THE RMT union has warned that it may take legal action against the Department for Transport if a new West Coast contract is awarded to Virgin Trains.
Transport secretary Patrick McLoughlin is due to tell Parliament on Monday who will be operating the Intercity West Coast service from 9 December, following the collapse of the award to FirstGroup as a result of serious mistakes within the DfT.
His main choices are to ask Virgin to continue operating the service under the terms of a management contract in return for a fixed slice of revenue, or for the DfT's own company Directly Operated Trains to step in, as it has on East Coast.
Persistent rumours have been suggesting that he is likely to choose Virgin, but there have been reports that awarding such a contract without a full tendering process, for which there would be no time, could breach European procurement law.

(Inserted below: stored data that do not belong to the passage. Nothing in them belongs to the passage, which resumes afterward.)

PR #1083, opened 2020-04-30
[WIP]Publish pods gh

priteshrnandgaonkar:
## Summary

This PR adds a github action to publish pods on a new tag. It also tries to fix a race condition which happens when we try to publish FlipperKit pod. During the release of FlipperKit pod, we rely on the newly published Flipper Pod, and sometimes the release of Flipper Pod takes a time to get updated in the cocoapods trunk. 

This is a known issue by the Cocoapods and they will be shipping a fix to this in Cocoapods 1.10. Till then we can keep retrying for 5 times.

Ref: https://github.com/CocoaPods/CocoaPods/issues/9502#issuecomment-579486258

## Changelog

- Adds Github actions to publish cocoapods.
- Removes the Circle CI config to publish on cocoapods

## Test Plan

I tested this action by running it on this PR and it worked fine.

### DIFF
--- a/.circleci/config.yml
+++ b/.circleci/config.yml
@@ -28,25 +28,6 @@ jobs:
           command: |
             yes | sdkmanager "platforms;android-27" || true
             ./gradlew :android:assembleRelease && scripts/publish-android-release.sh
-  publish-pods:
-    macos:
-      xcode: "10.2.1"
-    steps:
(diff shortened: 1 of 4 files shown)


alloy:
@priteshrnandgaonkar Heads-up that v0.41 was not published.

PR #1086, opened 2020-05-01
Entirely control Flipper being enabled through Podfile

alloy:
## Summary

Currently user’s are being told to add a definition of the `FB_SONARKIT_ENABLED` macro and examples, including those in stock React Native templates, set this for the user by making use of a `post_install` hook in the user’s `Podfile`. This leads to confusion, fragile code [when a user’s project dir structure deviates from vanilla], and is ultimately not necessary as CocoaPods already has dedicated mechanisms to:

* specify build settings (through the `xcconfig` property);
* and selectively include certain pods only in certain build configurations (e.g. debug).

Finally, this PR also includes a commit [to fix the current builds](https://github.com/facebook/flipper/pull/1086/files#r418526812).

## Changelog

> Entirely control Flipper being enabled through inclusion in Podfile and optionally limiting to certain build configurations using the `:configuration` directive.

## Test Plan

I have built and ran the Sample application, as well as used this version of Flipper with a new RN app built from `master`.


FlipperKit.podspec
```diff
@@ -128,7 +129,8 @@ Pod::Spec.new do |spec|
   spec.subspec "FlipperKitLayoutComponentKitSupport" do |ss|
     ss.header_dir = "FlipperKitLayoutComponentKitSupport"
     ss.dependency             'FlipperKit/Core'
-    ss.dependency             'ComponentKit', '~> 0.0'
+    ss.dependency             'ComponentKit', '~> 0.30'
+    ss.dependency             'RenderCore', '~> 0.30'
```
alloy, line 133: Current versions of Flipper rely on a header that exists in a different library than `ComponentKit`, namely `RenderCore`, and _only_ exists there starting from `v0.30`.

See:
* https://github.com/facebook/flipper/pull/1086/files#diff-364ae45351222c8099cb08ea04eacdeeR13
* https://github.com/facebook/flipper/commit/d0803ecd56c7e074de7ba3eb3af35ff3641553e2#diff-364ae45351222c8099cb08ea04eacdeeR13

.gitignore
```diff
@@ -15,7 +15,6 @@ bundle.map
 **/Pods/
 **/xcuserdata/
 build/
-Podfile.lock
```
alloy, line 18: Unsure why this was being ignored? It should normally be checked in to ensure consistent builds.

iOS/Plugins/FlipperKitLayoutPlugin/FlipperKitLayoutComponentKitSupport/SKComponentLayoutWrapper.h
```diff
@@ -10,7 +10,7 @@
 #import <ComponentKit/CKComponentLayout.h>
 #import <ComponentKit/CKFlexboxComponent.h>
 #import <ComponentKit/CKOptional.h>
-#import <ComponentKit/CKVariant.h>
+#import <RenderCore/CKVariant.h>
```
alloy, line 13: See https://github.com/facebook/flipper/pull/1086/files#r418526812

iOS/Sample/Podfile
```diff
@@ -1,53 +1,25 @@
 project 'Sample.xcodeproj'
 source 'https://github.com/facebook/Sonar.git'
-source 'https://github.com/CocoaPods/Specs'
+source 'https://cdn.cocoapods.org'
```
alloy, line 3: Way faster

iOS/Sample/Podfile
```diff
@@ -1,53 +1,25 @@
...
-  #           Pod::Target::BuildType.static_library
-  #         end
-  #       end
-  #     end
-  # end
-
-  # It also adds -DFB_SONARKIT_ENABLED=1 flag to OTHER_CFLAGS, necessary to build expose Flipper classes in the header files
-  post_install do |installer|
-    file_name = Dir.glob("*.xcodeproj")[0]
-    app_project = Xcodeproj::Project.open(file_name)
```
alloy, line 39: These lines are examples of what I referred to as “fragile”.

iOS/Sample/Podfile
```diff
@@ -1,53 +1,25 @@
...
+  pod 'FlipperKit/FlipperKitReactPlugin', :path => '../../FlipperKit.podspec', :configuration => 'Debug'
+  pod 'Flipper', :path => '../../Flipper.podspec', :configuration => 'Debug'
+  pod 'Flipper-DoubleConversion', :configuration => 'Debug'
+  pod 'Flipper-Folly', :configuration => 'Debug'
+  pod 'Flipper-Glog', :configuration => 'Debug'
+  pod 'Flipper-PeerTalk', :configuration => 'Debug'
+  pod 'CocoaLibEvent', :configuration => 'Debug'
+  pod 'boost-for-react-native', :configuration => 'Debug'
+  pod 'OpenSSL-Universal', :configuration => 'Debug'
+  pod 'CocoaAsyncSocket', :configuration => 'Debug'
```
alloy, line 23: While this sample app is of course only about showcasing Flipper, I figured it might be helpful to readers to see this limiting to debug builds–and also to you when inspecting the resulting `xcconfig` files.

iOS/Sample/Sample.xcodeproj/project.pbxproj
```diff
@@ -468,41 +427,6 @@
...
-					"\"${PODS_ROOT}/Headers/Public/PeerTalk\"",
-					"-isystem",
-					"\"${PODS_ROOT}/Headers/Public/RSocket\"",
-					"-isystem",
-					"\"${PODS_ROOT}/Headers/Public/Yoga\"",
-					"-isystem",
-					"\"${PODS_ROOT}/Headers/Public/YogaKit\"",
-					"-isystem",
-					"\"${PODS_ROOT}/Headers/Public/glog\"",
-					"-DFB_SONARKIT_ENABLED=1",
```
alloy, line 504: No longer needed to specify this explicitly.

(All the other build settings never needed to be set explicitly.)

FlipperKit.podspec
```diff
@@ -85,6 +85,7 @@ Pod::Spec.new do |spec|
                                "ONLY_ACTIVE_ARCH": "YES",
                                "DEFINES_MODULE" => "YES",
                                "HEADER_SEARCH_PATHS" => header_search_paths }
+    ss.xcconfig = { "GCC_PREPROCESSOR_DEFINITIONS" => "FB_SONARKIT_ENABLED=1", "OTHER_SWIFT_FLAGS" => "-Xcc -DFB_SONARKIT_ENABLED=1" }
```
alloy, line 88: Sets the `FB_SONARKIT_ENABLED` macro for both (Obj)C and Swift targets.

alloy:
In case this is approved, any idea when a new Flipper release will be cut? It would be great to include this in an upcoming `v0.63.0` release candidate.

FlipperKit.podspec
alloy: Note that I haven’t tested this in a Swift project, as I have none; this is entirely based on the previous docs about integrating with CocoaPods into a Swift project.

FlipperKit.podspec
alloy: Note that I’m unsure how this has been building previously, as it seems that that change already exists since Flipper v0.38?

alloy:
I don’t think any of the CI failures are related to my changes, but let me know if otherwise!

iOS/Sample/Podfile
```diff
@@ -1,53 +1,25 @@
...
+  pod 'ComponentKit', '~> 0.30'
```
priteshrnandgaonkar, line 24: Why did you add this ?

iOS/Sample/Podfile.lock
```diff
@@ -0,0 +1,130 @@
+PODS:
```
priteshrnandgaonkar, line 1: I agree Podfile.lock should be committed. I am working on it and trying to automatically update Podfile.lock when a release is made. Till then can you remove the podfile.lock and also add it in gitignore.

priteshrnandgaonkar:
New flipper release gets cut every Tuesday. So you will have to wait for next tuesday.

FlipperKit.podspec
priteshrnandgaonkar: We have a [SampleSwift](https://github.com/facebook/flipper/tree/master/iOS/SampleSwift) sample project too. Try to run it and make this changes over there too, if possible.

.gitignore
priteshrnandgaonkar: Can you remove this. I have mentioned the reason in the comment on the Podfile.lock

iOS/Sample/Podfile
alloy: To illustrate to readers that while ComponentKit is a transitive dep of the ComponentKit plugin, the app itself directly relies on it too and thus it should be listed explicitly.

FlipperKit.podspec
alloy: Doh, I entirely missed that 🤦 Will do!

.gitignore
alloy: Done 👍

FlipperKit.podspec
alloy: Done 👍

alloy:
Addressed your feedback 👍

priteshrnandgaonkar:
@alloy Thanks for addressing it, bytw there is a tutorial app as well which uses the references the released Flipper version instead of referencing the local one. Would you like to change that as well, otherwise I can change it. 

Apologies for not mentioning abt that before.

alloy:
> @alloy Thanks for addressing it, bytw there is a tutorial app as well which uses the released Flipper version instead of referencing the local one.

We’d need to wait till a new version is released to ensure it actually works, so perhaps you could follow-up with that once the release is out? I can do so too, but it might not be until the end of the week at the earliest.

iOS/Sample/Podfile
priteshrnandgaonkar: Unfortunately, I will have to remove this, as our internal test is facing an issue which is mentioned [here](https://github.com/CocoaPods/CocoaPods/issues/9270) and [here](https://github.com/CocoaPods/CocoaPods/issues/9731)

PR #1092, opened 2020-05-01
Fix tests failing on github

nikoant:
Summary: Fixed tests failing on github. Our custom transformation for 'fb-stubs' is not applied for tests and jest.mocks in particular, and therefore we need to try mock both 'fb' and 'fb-stubs' object depending on where the test is running.

Differential Revision: D21352524


nikoant:
This was fixed by another PR

PR #1118, opened 2020-05-04
Fix link to docs

tchayen:
## Summary

Link to documentation in the README is broken. I have replaced it with a working one.

## Changelog

Fixed link to the docs in README

## Test Plan

Check out both links in the browser.

### DIFF
--- a/README.md
+++ b/README.md
@@ -121,7 +121,7 @@ Older yarn versions might show an error / hang with the message 'Waiting for the
 
 # Documentation
 
-Find the full documentation for this project at [fbflipper.com](https://fbflipper.com/docs).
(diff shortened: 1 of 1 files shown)


README.md
```diff
@@ -121,7 +121,7 @@ Older yarn versions might show an error / hang with the message 'Waiting for the
 
 # Documentation
 
-Find the full documentation for this project at [fbflipper.com](https://fbflipper.com/docs).
+Find the full documentation for this project at [fbflipper.com](https://fbflipper.com/docs/features/index/).
```
passy, line 124: Hm, I think we would want this to point just to `https://fbflipper.com/` in this case.

tchayen: I have updated the link

PR #1182, opened 2020-05-23
RegExp doesn't need underscore with \w class

zusinShinpei:
## Summary
Character class '\w' has alphabets, digits, underscore. so we don't need to write '_' character with '\w' class.

### DIFF
--- a/desktop/doctor/src/index.ts
+++ b/desktop/doctor/src/index.ts
@@ -38,24 +38,28 @@ export type Healthcheck = {
   key: string;
   label: string;
   isRequired?: boolean;
-  run: (env: EnvironmentInfo) => Promise<HealthchecRunResult>;
+  run: (env: EnvironmentInfo) => Promise<HealthCheckRunResult>;
 };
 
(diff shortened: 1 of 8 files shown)


passy:
Great find! Thank you!

desktop/doctor/src/index.ts
```diff
@@ -38,24 +38,28 @@ export type Healthcheck = {
   key: string;
```
passy, line 38: The changes here seem unrelated. Could you split this off into a separate PR if you want to submit them? :)

desktop/doctor/src/index.ts
```diff
@@ -256,7 +259,7 @@ export async function runHealthchecks(): Promise<
 
 async function tryExecuteCommand(
   command: string,
-): Promise<HealthchecRunResult> {
+): Promise<HealthCheckRunResult> {
```
passy, line 262: This is a great catch, too, but it would be ideal if those were individual submissions.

FirstGroup, which lost the potential contract after the DfT's errors were revealed last week, has remained silent over whether it is taking legal action, but the RMT has said it is taking legal advice today to see if a new Virgin contract would break the rules.
The union says that if its legal advisers do confirm irregularities it will 'be looking' to mount a legal challenge on its own, irrespective of what action FirstGroup might take.
RMT general secretary Bob Crow added: "Once again the DfT is leaking like a sieve, just as it did when First were awarded the WCML in August, with briefings flying around that a short term fix is on the cards to keep Richard Branson quiet and avoid the logical move to public ownership of the railways which the vast majority of the British people support.
"The Government stand on the brink of compounding the expense, instability and shambles that is rail privatisation on the basis of pure right wing ideology. It would appear that under EU law a management contract with Virgin is against procurement rules, rules that can be conveniently ignored when it suits Government policy in favour of private greed."